PR #17551, opened 2023-09-05
fix: Use released commons-fileupload2 (#17548)

### LINKED ISSUE #17269: Consider replacing "shaded" version of Apache Commons Fileupload
### Describe your motivation

Now that (finally) Apache Commons Fileupload 2 is released with Jakarta support - the shaded version based on an older snapshot version can be replaced.

https://central.sonatype.com/artifact/org.apache.commons/commons-fileupload2-jakarta/2.0.0-M1

No custom / shaded version of Apache Commmons Fileupload is in use.

caalador:
Switch to using the released
commons-fileupload2-jakarta instead
of the old self maintained
copy flow-commons-upload

Closes #17269


flow-server/pom.xml
```diff
@@ -78,9 +78,9 @@
         </dependency>
 
         <dependency>
-            <groupId>com.vaadin</groupId>
-            <artifactId>flow-commons-upload</artifactId>
-            <version>${project.version}</version>
+            <groupId>org.apache.commons</groupId>
+            <artifactId>commons-fileupload2-jakarta</artifactId>
+            <version>2.0.0-M1</version>
```
mshabarov, line 83: I would maybe wait until this will become a GA version, not a milestone. For upcoming 24.2 this is fine, but for already released 24.1 not sure how ready it is for production.

caalador: certainly, but at least we get the kinks ironed out now so it's easier then.

PR #17559, opened 2023-09-05
chore: Collect usage statistics for Spring-Boot

mshabarov:


czp13 (dismissed):
It is a nice improvement with the usage of the `SpringUtil` class to mark `SpringBoot` entries as well.

vaadin-spring/src/main/java/com/vaadin/flow/spring/SpringInstantiator.java
```diff
@@ -56,8 +57,13 @@ public SpringInstantiator(VaadinService service,
         this.context = context;
 
         UsageStatistics.markAsUsed("flow/SpringInstantiator", null);
-        UsageStatistics.markAsUsed("SpringFramework", Optional
-                .ofNullable(SpringVersion.getVersion()).orElse("unknown"));
+        if (SpringUtil.isSpringBoot()) {
+            UsageStatistics.markAsUsed("SpringBoot",
+                    SpringBootVersion.getVersion());
+        } else {
+            UsageStatistics.markAsUsed("SpringFramework", Optional
```
Legioth, line 64: We should always mark `SpringFramework` as  used so that we capture the `SpringVersion.getVersion()` value also for Spring Boot users.

mshabarov: Good point, will fix

mshabarov: done

Legioth (approved):

PR #63, opened 2017-08-02
core: add Text panel

filippog:


grafanalib/core.py
```diff
@@ -893,6 +894,35 @@ def to_json_data(self):
 
 
 @attr.s
+class Text(object):
```
jml: Please add a docstring, e.g.

```python
"""A Text panel."""
```

grafanalib/core.py
```diff
@@ -893,6 +894,35 @@ def to_json_data(self):
...
+    content = attr.ib()
+    editable = attr.ib(default=True, validator=instance_of(bool))
+    error = attr.ib(default=False, validator=instance_of(bool))
+    height = attr.ib(default=None)
+    id = attr.ib(default=None)
+    links = attr.ib(default=attr.Factory(list))
+    mode = attr.ib(default="markdown")
```
jml: What's the range of values for this? We should probably have a set of constants, as we do for types, evaluators, etc.

filippog: indeed, afaict one of html/markdown/text, I've turned that into constants

filippog:
@jml added changelog entry too, PTAL!

PR #66, opened 2017-08-18
prometheus.py: fix #65 PromGraph can now take tuple or dict as expressions

### LINKED ISSUE #65: Specify target option like intervalFactor in PromGraph
Looking at https://github.com/weaveworks/grafanalib/blob/master/grafanalib/prometheus.py#L8

The `PromGraph` function have a fix call to `Target` to insert `expressions` with only `expr, legend, refId=refId`.

In my case I need to also specify other parameters like `intervalFactor`.

WDYT about change `expressions` `list` of `tuple` arg by `list` of `dict` to allow to specify every `Target` args ?

If needed we could let both behavior compatible by checking if the list contain `tuple` or `dict`.

Something like 

```
    if all(isinstance(expr, dict) for expr in expressions):
        targets = [ 
            G.Target(refId=refId, **args)
            for (args, refId) in zip(expressions, letters)]
    else:
        targets = [ 
            G.Target(expr, legend, refId=refId)
            for ((legend, expr), refId) in zip(expressions, letters)]
```

Could do the job

gaelL:
Related to #65 

Allow to use list of tuple or list of dict as expressions in PromGraph.

This allow to give specific parameters to target if needed, keeping
the possibility to stay on the simple tuple declaration.

### DIFF
--- a/grafanalib/prometheus.py
+++ b/grafanalib/prometheus.py
@@ -12,7 +12,7 @@ def PromGraph(data_source, title, expressions, **kwargs):
         Prometheus data.
     :param title: The title of the graph.
     :param expressions: List of tuples of (legend, expr), where 'expr' is a
-        Prometheus expression.
+        Prometheus expression. Or a list of dict where keys are Target's args.
     :param kwargs: Passed on to Graph.
     """
     letters = string.ascii_uppercase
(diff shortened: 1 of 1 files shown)


jml:
Thanks! I'll take a look at this on Monday.

PR #68, opened 2017-09-06
Add bps and Bps formats

bboreham:
Found [here](https://github.com/grafana/grafana/blob/2fc67da69aab515968d009335389941fbacbb340/public/app/core/utils/kbn.js#L418-L419)


jml:
Thanks!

- **Task requirements**:
Which lines of the data include "intervalFactor"? Copy each of them.

- **Answer space**:
### LINKED ISSUE #65: Specify target option like intervalFactor in PromGraph
In my case I need to also specify other parameters like `intervalFactor`.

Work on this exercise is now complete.